──────── Data records
PR #218, opened 2023-06-16
feat: topological sort of PackageRecords

baszalmstra:
Adds topological sorting of `PackageRecord`s from [`rattler-server`](https://github.com/mamba-org/rattler-server). This implementation differs slightly in that it allows any `Vec` of something that resembles a `PackageRecord` to be sorted. This includes `RepoDataRecord` and `PrefixRecord`.

### DIFF
--- a/crates/rattler_conda_types/src/repo_data/topological_sort.rs
+++ b/crates/rattler_conda_types/src/repo_data/topological_sort.rs
@@ -4,7 +4,9 @@ use fxhash::{FxHashMap, FxHashSet};
 /// Sorts the packages topologically
 ///
 /// This function is deterministic, meaning that it will return the same result regardless of the
-/// order of `packages` and of the `depends` vector inside the records
+/// order of `packages` and of the `depends` vector inside the records.
+///
+/// Note that this function only works for packages with unique names.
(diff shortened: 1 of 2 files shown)


wolfv (approved):

crates/rattler_conda_types/src/repo_data/topological_sort.rs
```diff
@@ -0,0 +1,1623 @@
...
+    let mut all_packages = packages
+        .into_iter()
+        .map(|p| (p.as_ref().name.clone(), p))
+        .collect();
+
+    get_topological_order(roots, &mut all_packages)
+}
+
+/// Retrieves the names of the packages that form the roots of the graph
+fn get_graph_roots<T: AsRef<PackageRecord>>(records: &[T]) -> Vec<String> {
```
wolfv, line 20: I think this function might fall apart if we have multiple package records with the same name in the vector, right?

Since version 0 might be at the root, but if version 1 adds some dependencies it might not be at the root anymore. 

We might want to clarify that this works only for lists of unique package names.

wolfv (approved):

crates/rattler_conda_types/src/repo_data/topological_sort.rs
baszalmstra: Good one, I added this to the docs.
────────────────
_About this task:_ Set every line down again exactly. Begin with the first line of the entries and finish with the line containing "Since version 0".

_Solution to this exercise:_
PR #218, opened 2023-06-16
feat: topological sort of PackageRecords

baszalmstra:
Adds topological sorting of `PackageRecord`s from [`rattler-server`](https://github.com/mamba-org/rattler-server). This implementation differs slightly in that it allows any `Vec` of something that resembles a `PackageRecord` to be sorted. This includes `RepoDataRecord` and `PrefixRecord`.

### DIFF
--- a/crates/rattler_conda_types/src/repo_data/topological_sort.rs
+++ b/crates/rattler_conda_types/src/repo_data/topological_sort.rs
@@ -4,7 +4,9 @@ use fxhash::{FxHashMap, FxHashSet};
 /// Sorts the packages topologically
 ///
 /// This function is deterministic, meaning that it will return the same result regardless of the
-/// order of `packages` and of the `depends` vector inside the records
+/// order of `packages` and of the `depends` vector inside the records.
+///
+/// Note that this function only works for packages with unique names.
(diff shortened: 1 of 2 files shown)


wolfv (approved):

crates/rattler_conda_types/src/repo_data/topological_sort.rs
```diff
@@ -0,0 +1,1623 @@
...
+    let mut all_packages = packages
+        .into_iter()
+        .map(|p| (p.as_ref().name.clone(), p))
+        .collect();
+
+    get_topological_order(roots, &mut all_packages)
+}
+
+/// Retrieves the names of the packages that form the roots of the graph
+fn get_graph_roots<T: AsRef<PackageRecord>>(records: &[T]) -> Vec<String> {
```
wolfv, line 20: I think this function might fall apart if we have multiple package records with the same name in the vector, right?

Since version 0 might be at the root, but if version 1 adds some dependencies it might not be at the root anymore. 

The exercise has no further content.